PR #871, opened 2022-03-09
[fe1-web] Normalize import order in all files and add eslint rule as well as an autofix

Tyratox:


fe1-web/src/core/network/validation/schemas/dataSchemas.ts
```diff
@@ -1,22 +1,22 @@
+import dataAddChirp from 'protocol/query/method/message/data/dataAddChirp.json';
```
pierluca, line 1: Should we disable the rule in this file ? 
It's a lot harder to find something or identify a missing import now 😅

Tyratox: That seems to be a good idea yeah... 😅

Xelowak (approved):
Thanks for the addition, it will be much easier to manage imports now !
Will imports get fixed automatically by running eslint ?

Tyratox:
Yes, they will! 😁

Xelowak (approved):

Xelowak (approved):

****************

Exercise
When a line among the entries contains "imports", pull that line out.

Solution for this problem
Thanks for the addition, it will be much easier to manage imports now !
Will imports get fixed automatically by running eslint ?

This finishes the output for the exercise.